Returning to the U.S., he worked at New York University for ten years, first as a faculty member and then as chairman of the dance department. With the assistance of Deborah Jowitt, he helped to make the program more professional, reduced the time to attain an undergraduate degree from four years to three, and overhauled the Master of Fine Arts degree offerings. Rhodes also revived the Second Avenue Dance Company (SADC), a Tisch School of the Arts' program that had lapsed in 1989, and made it mandatory for all students in their final year. The Second Avenue Dance Company is a working dance troupe made up of graduate and undergraduate students. Each year, four notable guest choreographers create new work or set existing master works to provide students with a professional experience that allows them to explore new styles of dance. Students also develop their own choreography, which is showcased in concerts throughout their SADC year.

In 1989, Rhodes joined Les Grands Ballet Canadiens de Montreal as artistic director. He stayed with the company until 1999. During summers, he guest taught around the world, primarily at Nederlands Dans Theater, Ballet Frankfurt and Lyon Opera Ballet, where he returned annually until his death. He also served as a judge for the Beijing International Invitational Ballet Competition, the Seoul International Dance Competition, the Youth America Grand Prix and the Valentina Kozlova International Ballet Competition.

In 2002, Rhodes became the head of the Juilliard School's Dance Division, a position he held until 2017. He streamlined the dance curriculum and increased the students' performance opportunities by creating "New Dances." The New Dances initiative is an annual concert that features each class of students in a new work made especially for them by a prominent choreographer. During Rhodes' tenure, Juilliard dancers also participated in three major performance tours in the U.S. and Europe.

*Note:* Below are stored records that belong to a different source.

PR #68, opened 2020-07-28
[docs] Add troubleshooting topic about running under SYSTEM for Endpoint

dedemorton:
Adds a troubleshooting topic for users who try to run endpoint under a user other than system.

This is a follow-up to https://github.com/elastic/beats/pull/20172

### DIFF
--- a/docs/en/ingest-management/troubleshooting.asciidoc
+++ b/docs/en/ingest-management/troubleshooting.asciidoc
@@ -22,6 +22,7 @@ Contact us in the {im-forum}[discuss forum]. Your feedback is very valuable to u
 * <<ingest-manager-app-crashes>>
 * <<agent-enrollment-timeout>>
 * <<es-apikey-failed>>
+* <<process-not-root>>
 * <<agent-hangs-while-unenrolling>>
 
 **Frequently asked questions:**
@@ -155,6 +156,33 @@ property in the `kibana.yml` configuration file. For example:
 ----
 xpack.encryptedSavedObjects.encryptionKey: "something_at_least_32_characters"
 ----
+
+[discrete]
+[[process-not-root]]
+== {agent} fails on Windows with `Agent process is not root/admin or validation failed` message
+
+Make sure the user has administrator-level privileges.
+
+If you're using the {elastic-endpoint} integration, also make sure you're
+running {agent} under the SYSTEM account.
+
+To run {agent} under the SYSTEM account, you can:
+
+. Download https://docs.microsoft.com/en-us/sysinternals/downloads/psexec[PsExec]
+and extract the contents to a folder, for example, `d:\tools`.
+. Open a command prompt as an Administrator (right-click the Command Prompt
+icon and select *Run As Administrator*).
+. From the command prompt, run {agent} under the SYSTEM account:
++
+[source,sh]
+----
+d:\tools\psexec.exe -sid "C:\Program Files\Elastic-Agent\elastic-agent.exe" run
+----
+
+
+TIP: If you install {agent} as a service as described in
+<<elastic-agent-installation>>, the Agent runs under the SYSTEM account by
+default.
 
 [discrete]
 [[agent-hangs-while-unenrolling]]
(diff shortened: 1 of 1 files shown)


docs/en/ingest-management/troubleshooting.asciidoc
```diff
@@ -161,6 +162,33 @@ property in the `kibana.yml` configuration file. For example:
 xpack.encryptedSavedObjects.encryptionKey: "something_at_least_32_characters"
 ----
 
+[discrete]
+[[process-not-root]]
+== {agent} fails on Windows with `Agent process is not root/admin or validation failed` message
+
+Make sure the user has administrator-level privileges.
```
dedemorton, line 169: I'm not sure how generic the error is, but if it only shows up when Endpoint is used, then I think I can remove this line. WDYT?

docs/en/ingest-management/troubleshooting.asciidoc
```diff
@@ -161,6 +162,33 @@ property in the `kibana.yml` configuration file. For example:
...
+
+If you're using the {elastic-endpoint} integration, also make sure you're
+running {agent} under the SYSTEM account.
+
+To run {agent} under the SYSTEM account, you can:
```
dedemorton, line 174: I figured it might be useful to show this but my windows skills are kind of rusty. Someone will need to confirm that this is correct. I did some light testing on a VM, and it seemed OK.

docs/en/ingest-management/troubleshooting.asciidoc
EricDavisX: its not windows specific, macOS and Linux will require Administrator to run Endpoint, too

docs/en/ingest-management/troubleshooting.asciidoc
```diff
@@ -161,6 +162,33 @@ property in the `kibana.yml` configuration file. For example:
...
+icon and select *Run As Administrator*).
+. From the command prompt, run {agent} under the SYSTEM account:
++
+[source,sh]
+----
+d:\tools\psexec.exe -sid "C:\Program Files\Elastic-Agent\elastic-agent.exe" run
+----
+
+
+TIP: If you install {agent} as a service as described in
```
EricDavisX, line 188: The requirement isn't just for Windows, so, we could add another line or just a 'tip' if you wanted, as:
If you are using Linux or macOS and are not installing {agent} as a service as described in <<elastic-agent-installation>>, then you will need to run the Agent with 'sudo' user.

I specifically wanted to keep that juju word sudo out of the in-product instructions, but here in a troubleshooting doc, it seems ok and appropriate to cite it

docs/en/ingest-management/troubleshooting.asciidoc
EricDavisX: I like what you have

docs/en/ingest-management/troubleshooting.asciidoc
pzl: for a more advanced audience, the correct terminology would be 

> ... needs to be run as the root user.

`sudo` being an instrument for a normal user to run something with root privileges. But that's one of those "technically correct but gives less helpful information" situations. Less advanced users, would then need to go figure out how to run something as root, and probably end up on stackoverflow telling them about `su` or `sudo`. 

Depends on the tone and audience balance being struck for this document. `sudo` being more helpful but not showing the whole picture. `root` being accurate, but would still leave questions for inexperienced unix users

docs/en/ingest-management/troubleshooting.asciidoc
```diff
@@ -156,6 +157,33 @@ property in the `kibana.yml` configuration file. For example:
 xpack.encryptedSavedObjects.encryptionKey: "something_at_least_32_characters"
 ----
 
+[discrete]
+[[process-not-root]]
+== {agent} fails on Windows with `Agent process is not root/admin or validation failed` message
```
dedemorton, line 162:
```suggestion
== {agent} fails with `Agent process is not root/admin or validation failed` message
```

PR #70, opened 2020-07-29
[docs] Promote ingest management to beta

dedemorton:
Promote ingest management docs to beta in preparation in 7.9

### DIFF
--- a/docs/en/ingest-management/getting-started.asciidoc
+++ b/docs/en/ingest-management/getting-started.asciidoc
@@ -6,17 +6,10 @@
 <titleabbrev>Get started</titleabbrev>
 ++++
 
-experimental[]
+beta[]
 
 This guide describes how to get started with the new {ingest-management}
 capabilities available in this release.
-
-// tag::experimental-warning[]
-This early release of {ingest-management} is experimental. We invite you to
-install and test these capabilities **in a test environment**. You might run
-into problems and need to modify your setup to get this feature running. Please
-do not enable or use {ingest-management} in a production environment.
-// end::experimental-warning[]
 
 For feedback and questions, please contact us in the {im-forum}[discuss forum].
 
@@ -26,7 +19,7 @@ For feedback and questions, please contact us in the {im-forum}[discuss forum].
 
 Before you begin, please read <<ingest-management-limitations>>.
 
-To use this **experimental** release of {ingest-management}, you need:
+To use this **beta** release of {ingest-management}, you need:
 
 * An {es} cluster and {kib} (version 7.8) with a basic license.
 You can use our https://www.elastic.co/cloud/elasticsearch-service[hosted {ess}]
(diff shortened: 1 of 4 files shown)


dedemorton:
@mostlyjason I've removed some content that we added when the release was experimental. Let me know if I've been too aggressive. 

Also please review my comments flagged for REVIEWERS. Thanks!

docs/en/ingest-management/getting-started.asciidoc
```diff
@@ -6,18 +6,11 @@
...
 
 This guide describes how to get started with the new {ingest-management}
 capabilities available in this release.
 
-// tag::experimental-warning[]
-This early release of {ingest-management} is experimental. We invite you to
-install and test these capabilities **in a test environment**. You might run
-into problems and need to modify your setup to get this feature running. Please
-do not enable or use {ingest-management} in a production environment.
-// end::experimental-warning[]
```
mostlyjason, line 19: It'd be nice to include some kind of warning still. We are planning some big changes for the next release. What about this?

This early release of {ingest-management} is beta. We invite you to install and test these capabilities **in a test environment**. There may be bugs or incompatible changes in future beta releases as we get feedback and refine the system.

dedemorton: @mostlyjason I'm conflicted about this because I always want to do what's best for the user, but I think we need to be careful about consistent messaging here. For the alpha, it sounded like our alpha offering was exceptionally fragile even for an alpha, so the extra language seemed OK. But for beta, I'd like to be consistent with how we handle beta releases across other products/docs unless there is something different about ingest management that necessitates an exception to our usual approach. Here's the language that we get by default when we use the `beta[]` tag:

"This functionality is in beta and is subject to change. The design and code is less mature than official GA features and is being provided as-is with no warranties. Beta features are not subject to the support SLA of official GA features."

This language was carefully crafted, reviewed, and then approved by legal. I get a little antsy about the idea of adding our own twist.

Also, we have a script that we can run at GA to clean up beta admonitions. That script won't catch any hand-crafted text. Anyhow, let me know what you think.

mostlyjason: Ahh ok thanks I wasn't aware that's what the beta tag does. I think the standard text is fine. 

FYI there is an open question about whether this will be a beta release. Should be able to confirm in the next few days.

dedemorton: Ok, I'll hold off merging this until we know for sure. Thanks!

docs/en/ingest-management/troubleshooting.asciidoc
```diff
@@ -35,12 +33,15 @@ Contact us in the {im-forum}[discuss forum]. Your feedback is very valuable to u
 * <<i-rebooted-my-host>>
 * <<what-is-the-endpoint-package>>
 
+//REVIEWERS: Do we want to keep the following topic or just remove it now that
+//Ingest Manager is enabled by default?
+
```
dedemorton, line 38:
```
```

dedemorton, line 38:
```
```

dedemorton:
LGTM received from mostlyjason over slack, so I'm merging.

PR #71, opened 2020-07-30
[docs] Update docs to reflect support for Endpoint integration

dedemorton:
Removes content about Endpoint that is no longer required in the troubleshooting docs because the Endpoint integration will function in 7.9.


EricDavisX:
@bradenlpreston what do you think?  @hmnichols ?

dedemorton:
It made sense to mention Endpoint in the troubleshooting section for 7.8, but since it works in 7.9, the info doesn't belong under troubleshooting. Something like that belongs in an overview, but still might be out of place because we don't highlight other integrations.

IMO, until we build out more overview content and put some thought into how we want to present this info, it's probably best to leave the "teasers" to the marketing team so that we are on-message.

dedemorton:
Replaced by #101

PR #98, opened 2020-08-13
document limits on Cloud for 7.9

roncohen:
Initial attempt at documenting the limits we arrived at for 7.9 on Cloud. Would love to get your input on how to arrange it nicely @dedemorton


roncohen:
looks great, thank you @dedemorton !

PR #99, opened 2020-08-13
[7.x] document limits on Cloud for 7.9 (#98)

roncohen:
Backports the following commits to 7.x:
 - document limits on Cloud for 7.9  (#98)


roncohen:
"Merge & squash" button was green so I assumed both checks had passed, but they hadn't. Apologies.

PR #111, opened 2020-08-21
Update troubleshooting.asciidoc

mostlyjason:
Updating path to the logs. @ph can you confirm this is correct? This is what I saw in my linux tar.gz install.

### DIFF
--- a/docs/en/ingest-management/troubleshooting.asciidoc
+++ b/docs/en/ingest-management/troubleshooting.asciidoc
@@ -211,7 +211,7 @@ it might not be started. You need to <<run-elastic-agent,start {agent}>>.
 [[where-are-the-agent-logs]]
 == Where does {agent} store logs after startup?
 
-When started successfully, {agent} logs are stored in the the folder where {agent} 
+When started successfully, {agent} logs are stored in the folder where {agent} 
 was started. Also, {metricbeat} logs are stored in `data/logs/default`. If that log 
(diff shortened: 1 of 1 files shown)


docs/en/ingest-management/troubleshooting.asciidoc
```diff
@@ -211,10 +211,10 @@ it might not be started. You need to <<run-elastic-agent,start {agent}>>.
 [[where-are-the-agent-logs]]
 == Where does {agent} store logs after startup?
 
-When started successfully, {metricbeat} logs are stored in
-`data/logs/metricbeat` under the folder where {agent} was started. If that log
-path does not exist, {agent} was unable to start {metricbeat}, which is a
-higher level problem to triage.
+When started successfully, {agent} logs are stored in the the folder where {agent}
```
dedemorton, line 214:
```suggestion
When started successfully, {agent} logs are stored in the folder where {agent} 
```

dedemorton:
@ph Should I merge this when the CI passes (even though I don't think it's accurate for all platforms (as noted in my previous comment). Not sure if Jason is planning to add info about the other platforms.

ph:
@dedemorton good catch, theses path are only valid for the tarball and not the installed agent on windows, linux.

dedemorton:
Closing this issue because we need to document the log locations for all platforms, not just macOS.

Here's the related issue: elastic/observability-docs#119

PR #143, opened 2020-09-24
Add FAQ topics about how agent accesses integrations

### LINKED ISSUE #118: [docs] Ingest Manager & Agent (and Integrations / Beats / Endpoint) data flow citation is needed in docs
Hi, internal and external questions are arising about what Ingest Manger and Agent are doing in terms of where data is coming from and how it gets to where it goes for setup, etc.  Users familiar with Beats may have an incorrect inherited assumption, and so we can document it all together, in one place, and in a way to clarify and inform new-to-Beats users, too.

Content is below, tho  you can frame it all as desired in the Docs, I don't think it needs to be in the FAQ or listed as Q&A necessarily:   

Does the Elastic Agent download or does Kibana download the Integration packages needed from the internet?

answer:  Kibana connects to the Elastic package registry at epr.elastic.co and downloads the Packages and stores their assets in Elasticsearch.  This done for the user now in Ingest Manager as opposed to configuring and executing it manually as in stand-alone Elastic Beats usage.

Does Elastic Agent download anything at all from the Internet?

answer: No, with one special exception.  Since Metricbeat and Filebeat are bundled with the Elastic Agent they are on the host when Agent is installed.  The special case is the Elastic Endpoint, which is downloaded by the Agent based OS and architecture from the Elastic download site, when Elastic Agent Policy is set to include it.  Bundling Elastic Endpoint together with Elastic Agent is a known feature request scoped for a future release (link to issue?)

Do the Beats that Agent configures on the host send assets into Elasticsearch like stand-alone beats do?

answer: No, this is handled by Ingest Manager now.  For the example of the stand-alone Elastic Beat Nginx module, the Integrations packages on epr.elastic.co contain what used to be in the Filebeat or Metricbeat module.  That is, the Elasticsearch and Kibana assets. As the assets are now managed by Ingest Manager, there is no need for the Elastic Agent configured Beats to run their setup step and send assets to Elasticsearch and/or Kibana.

dedemorton:
Closes #118.

I still plan to add an architecture overview, but hopefully this will help Beats users who are trying to understand how agent is different from standalone Beats.

@EricDavisX Let me know if you want me to backport this to 7.9, too.

### DIFF
--- a/docs/en/ingest-management/faq.asciidoc
+++ b/docs/en/ingest-management/faq.asciidoc
@@ -106,6 +106,48 @@ Support for installing {agent} as a service on all supported systems will be
 available in a future release.
 
 [discrete]
+[[does-agent-download-packages]]
+== Does {agent} or {kib} download integration packages?
+
+{agent} does not download integration packages. When you add an integration in
+{ingest-manager}, {kib} connects to the {package-registry} at `epr.elastic.co`,
+downloads the integration package, and stores its assets in {es}. This means
+that you no longer have to run a manual setup command to load integrations as
+you did previously with {beats} modules.
+
+[discrete]
+[[does-agent-download-anything-from-internet]]
+== Does {agent} download anything from the Internet?
+
+// REVIEWERS: I'm being intentionally non-specific here and not mentioning Beats
+// because I think that's the general direction we're heading. I will only
+// mention Beats in the ingest management docs when necessary. Does that sound
+// right? 
+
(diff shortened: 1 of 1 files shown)


EricDavisX (approved):
lgtm; note the bundling of Agent to have Endpoint is hoped for a near term .minor release, so we can tag that section to be removed.  thanks so much.

EricDavisX:
yeah, a 7.9 backport would be great.

PR #161, opened 2020-10-02
Fix URL for Elastic Package Registry

dedemorton:
Changes the URL of the Elastic Package Registry to include version info for 7.9 only.

@ruflin From what I understand, we only want to document this for 7.9, not other releases. Please let me know if that's not correct.


kaiyan-sheng (approved):
lgmt

PR #455, opened 2023-05-04
SLE-597: WIP

thahnen:
WIP


org.sonarlint.eclipse.ui/src/org/sonarlint/eclipse/ui/internal/properties/RulesConfigurationPart.java
```diff
@@ -208,19 +211,32 @@ public int compare(Viewer viewer, Object e1, Object e2) {
...
-        paramPanel = new RuleParameterPanel(paramPanelParent, SWT.NONE, wrapper.ruleDetails, wrapper.ruleConfig);
-        paramPanel.setLayoutData(new GridData(SWT.FILL, SWT.FILL, true, true));
+      var ruleKey = wrapper.ruleDetails.getKey();
+
+      try {
+        ruleBrowser.updateRule(SonarLintBackendService.get()
+          .getBackend()
+          .getRulesService()
+          .getStandaloneRuleDetails(new GetStandaloneRuleDescriptionParams(ruleKey))
+          .get());
```
henryju, line 226: This is probably interesting to do this in a background job, in order to not freeze the UI

org.sonarlint.eclipse.ui/src/org/sonarlint/eclipse/ui/internal/util/SonarLintRuleBrowser.java
```diff
@@ -35,51 +36,59 @@
...
 import org.sonarsource.sonarlint.core.client.api.standalone.StandaloneRuleDetails;
 import org.sonarsource.sonarlint.core.client.api.standalone.StandaloneRuleParam;
+import org.sonarsource.sonarlint.core.clientapi.backend.rules.GetEffectiveRuleDetailsResponse;
+import org.sonarsource.sonarlint.core.clientapi.backend.rules.GetStandaloneRuleDescriptionResponse;
 
+/** "SonarLint Rule Description" view content (monolithic / educational rule description) */
 public class SonarLintRuleBrowser extends SonarLintWebView {
-
-  private RuleDetails ruleDetails;
+  private Either<GetEffectiveRuleDetailsResponse, GetStandaloneRuleDescriptionResponse> ruleDetailsResponse;
```
henryju, line 46: I would try to avoid leaking the "Response" objects everywhere. This might be done later in other subtasks, but I think this `SonarLintRuleBrowser` component should only deal with `Either<RuleMonolithicDescriptionDto, RuleSplitDescriptionDto> description`

org.sonarlint.eclipse.ui/src/org/sonarlint/eclipse/ui/internal/views/RuleDescriptionWebView.java
```diff
@@ -148,17 +150,26 @@ private void showRuleDescription(IMarker element) {
...
-    if (resolvedBindingOpt.isPresent()) {
-      new AsyncDisplayRuleDescriptionJob(project, resolvedBindingOpt.get(), ruleKey, browser).schedule();
-    } else {
-      var ruleDetails = SonarLintCorePlugin.getInstance().getDefaultSonarLintClientFacade().getRuleDescription(ruleKey);
-      browser.updateRule(ruleDetails);
+    try {
+      var project = Adapters.adapt(element.getResource(), ISonarLintIssuable.class).getProject();
+      var resolvedBindingOpt = SonarLintCorePlugin.getServersManager().resolveBinding(project);
+      if (resolvedBindingOpt.isPresent()) {
+        var configurationScopeId = resolvedBindingOpt.get().getProjectBinding().projectKey();
```
henryju, line 157: Configuration scope ID is not the projectKey, but the "identifier" of the Eclipse project. The backend is already aware of the binding, so it will deal with that on its own.
I suggest to create a method in the `SonarLintBackendService` to encapsulate the conversion ISonarLintProject to configScopeId.

PR #458, opened 2023-05-04
 SLE-623 Store rule description context on markers 

henryju:


thahnen (approved):
Looks good, in the `RuleDescriptionWebView` it can be directly added on top of my changes without changing anything, neat!

PR #461, opened 2023-05-09
SLE-620 Display rule header with native components

henryju:


thahnen (changes requested):
The only differnce between the old and the new PR: The `SonarLintRuleBrowser` should have been moved from `internal/util` to `internal/rule`. In this branch the class is available two times and shown as new class added, not moved via Git. Ccan you please remove the old class at `interal/util/SonarLintRuleBrowser.java`?

Otherwise everything else is LGTM!

thahnen (approved):
LGTM

PR #462, opened 2023-05-09
SLE-621 Create tabs to display rules with sections

henryju:


henryju:
@nquinquenel FYI ;)

nquinquenel (approved):
Splendid!

PR #467, opened 2023-06-05
SLE-641: Code snippets in SourceViewer

thahnen:
## Summary

Basic syntax highlighting based on the Eclipse plugins providing language support. Currently only implemented for CDT / JDT. Support for other plugins like [PDT](https://sonarsource.atlassian.net/browse/SLE-635) or [PyDev](https://sonarsource.atlassian.net/browse/SLE-636) etc. might come after that, starting with the other official languages and then some other ones developed externally but open source.

## Issues

Reacting to theme changes automatically to reload the `SourceViewer` source code snippets does not work yet. Also changes to the `META-INF/MANIFEST.MF` files of the plugins regarding imported / required packages has to be checked.

## Testing

Currently unit tests and integration tests are still failing as the current testing was only done manually from _Eclipse RDP_ itself and with the packaged plugin inside _Eclipse CPP_.
Also testing was only done on macOS so far!

### DIFF
--- a/org.sonarlint.eclipse.jdt/src/org/sonarlint/eclipse/jdt/internal/JavaProjectConfiguratorExtension.java
+++ b/org.sonarlint.eclipse.jdt/src/org/sonarlint/eclipse/jdt/internal/JavaProjectConfiguratorExtension.java
@@ -20,6 +20,7 @@
 package org.sonarlint.eclipse.jdt.internal;
 
 import java.util.Collections;
+import java.util.EnumSet;
 import java.util.Optional;
 import java.util.Set;
 import org.eclipse.core.resources.IFile;
@@ -27,6 +28,7 @@ import org.eclipse.core.resources.IMarker;
 import org.eclipse.core.resources.IProject;
 import org.eclipse.core.runtime.IProgressMonitor;
 import org.eclipse.jdt.annotation.Nullable;
+import org.eclipse.jface.text.IDocumentPartitioner;
 import org.eclipse.jface.text.source.SourceViewerConfiguration;
 import org.sonarlint.eclipse.core.analysis.IAnalysisConfigurator;
 import org.sonarlint.eclipse.core.analysis.IFileTypeProvider;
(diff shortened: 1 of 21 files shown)


org.sonarlint.eclipse.jdt/src/org/sonarlint/eclipse/jdt/internal/JavaProjectConfiguratorExtension.java
```diff
@@ -73,7 +75,7 @@ private static boolean isClassPresentAtRuntime(String className) {
   @Override
   public Set<Language> whitelistedLanguages() {
     if (isJdtPresent()) {
-      return Collections.singleton(Language.JAVA);
+      return EnumSet.of(Language.JAVA, Language.JSP);
```
henryju, line 78: Maybe this change would have been better in a separate commit

org.sonarlint.eclipse.ui/src/org/sonarlint/eclipse/ui/internal/rule/RuleDescriptionPanel.java
```diff
@@ -49,76 +54,151 @@
...
+    IDocumentPartitioner documentPartitionerNullable = null;
+    for (var configurationProvider : configurationProviders) {
+      var documentPartitionerOptional = configurationProvider.documentPartitioner(languageKey);
+      if (documentPartitionerOptional.isPresent()) {
+        documentPartitionerNullable = documentPartitionerOptional.get();
+        break;
+      }
+    }
+
+    var snippetElement = new SourceViewer(parent, null, SWT.BORDER);
```
henryju, line 182: I think we should remove the border at some point :)

henryju (approved):
Minor feedback, I will merge in the common branch so that we can move on

org.sonarlint.eclipse.ui/src/org/sonarlint/eclipse/ui/internal/rule/RuleDescriptionPanel.java
thahnen: Yeah, agree. Was only done for seeing the `SourceViewer` boundaries locally and when they change.

henryju: In fact, I realized there is a border in the Eclipse formater settings, so in the end maybe we could keep it.

PR #469, opened 2023-06-09
Syntax highlighting

henryju:


org.sonarlint.eclipse.ui/src/org/sonarlint/eclipse/ui/internal/rule/RuleDescriptionPanel.java
```diff
@@ -179,13 +179,14 @@ private static void createSourceViewer(String html, Composite parent, String lan
       }
     }
 
-    var snippetElement = new SourceViewer(parent, null, SWT.BORDER);
+    var snippetElement = new SourceViewer(parent, null, SWT.BORDER | SWT.H_SCROLL);
     var gridData = new GridData();
     gridData.horizontalAlignment = SWT.FILL;
     gridData.grabExcessHorizontalSpace = true;
+    gridData.horizontalIndent = 10;
```
thahnen, line 186: Is the indentation intended? Or was it added just for testing?

thahnen (approved):
LGTM

org.sonarlint.eclipse.ui/src/org/sonarlint/eclipse/ui/internal/rule/RuleDescriptionPanel.java
henryju: This is intended, I find it looks better like this. WDYT?

PR #470, opened 2023-06-12
BUILD-2809 try gh-action_release 5.0.8

julien-carsique-sonarsource:
Validate future 5.0.8 release of gh-action_release that includes CloudFront invalidation of the S3 cache.


henryju (approved):
Let's see during the next release

PR #477, opened 2023-06-19
SLE-658: sonarlint-core 8.19 update

thahnen:
.


henryju (changes requested):
Build is failing, I think you missed some of the changes

henryju (approved):
LGTM, maybe cleanup the commits: keep everything related to SLCORE update in one commit, and another commit for the fix of ITs that are unrelated?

In July 2009, Lawrence received the Lifetime Career Achievement Award from Dance Teacher Magazine. Juilliard Dance Division was awarded the 64th Capezio Award in November 2015. The Capezio Award is given to individuals, companies or institutions that show respectful dignity through the exhibition of dance qualities such as creation, innovation and imagination. Juilliard's 2017 New Dances edition celebrated the legacy of Lawrence Rhodes, its creator and curator, and his impactful 15 years as head of the Dance Division.

==Personal life and death==
In 1970, Rhodes married longtime colleague and dance partner, Danish ballerina Lone Isaksen. They had a son, Mark, born in October 1971. And had a granddaughter named Tamsin. In interviews, Rhodes spoke of his lifelong passion for travel. He and his wife also were involved in environmental causes. Isaksen died on November 2, 2010, after a long battle with cancer. Rhodes died on March 27, 2019, from a heart attack.